Items listed in a dataset
********
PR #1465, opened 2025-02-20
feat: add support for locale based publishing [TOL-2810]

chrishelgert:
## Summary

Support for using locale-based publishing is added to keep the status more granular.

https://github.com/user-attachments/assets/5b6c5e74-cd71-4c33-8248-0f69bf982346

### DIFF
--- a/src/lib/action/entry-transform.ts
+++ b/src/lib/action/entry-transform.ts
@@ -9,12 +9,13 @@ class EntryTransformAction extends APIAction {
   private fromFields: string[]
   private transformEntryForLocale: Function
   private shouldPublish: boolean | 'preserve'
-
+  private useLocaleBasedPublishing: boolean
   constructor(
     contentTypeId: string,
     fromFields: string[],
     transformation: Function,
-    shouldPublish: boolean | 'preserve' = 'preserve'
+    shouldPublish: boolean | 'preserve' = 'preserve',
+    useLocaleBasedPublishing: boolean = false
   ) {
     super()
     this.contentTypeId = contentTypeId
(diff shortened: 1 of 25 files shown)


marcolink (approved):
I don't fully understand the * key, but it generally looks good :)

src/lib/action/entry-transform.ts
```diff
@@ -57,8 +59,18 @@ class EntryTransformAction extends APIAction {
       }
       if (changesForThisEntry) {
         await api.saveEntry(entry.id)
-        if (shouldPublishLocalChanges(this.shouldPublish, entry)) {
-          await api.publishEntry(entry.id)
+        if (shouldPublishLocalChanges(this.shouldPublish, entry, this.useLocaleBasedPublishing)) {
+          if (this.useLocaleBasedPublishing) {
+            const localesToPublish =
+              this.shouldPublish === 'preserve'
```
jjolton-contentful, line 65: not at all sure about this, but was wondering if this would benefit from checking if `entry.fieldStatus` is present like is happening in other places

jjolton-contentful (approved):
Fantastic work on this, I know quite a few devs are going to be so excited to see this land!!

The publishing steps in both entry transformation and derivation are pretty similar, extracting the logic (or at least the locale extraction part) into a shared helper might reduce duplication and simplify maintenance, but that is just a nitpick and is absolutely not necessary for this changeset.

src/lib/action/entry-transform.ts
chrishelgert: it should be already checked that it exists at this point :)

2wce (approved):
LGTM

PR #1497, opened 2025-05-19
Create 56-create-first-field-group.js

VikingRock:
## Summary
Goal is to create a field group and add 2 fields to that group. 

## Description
********
THE TASK
Among the lines above, show every one that contains the string "contentful".

RESPONSE
jjolton-contentful, line 65: not at all sure about this, but was wondering if this would benefit from checking if `entry.fieldStatus` is present like is happening in other places
jjolton-contentful (approved):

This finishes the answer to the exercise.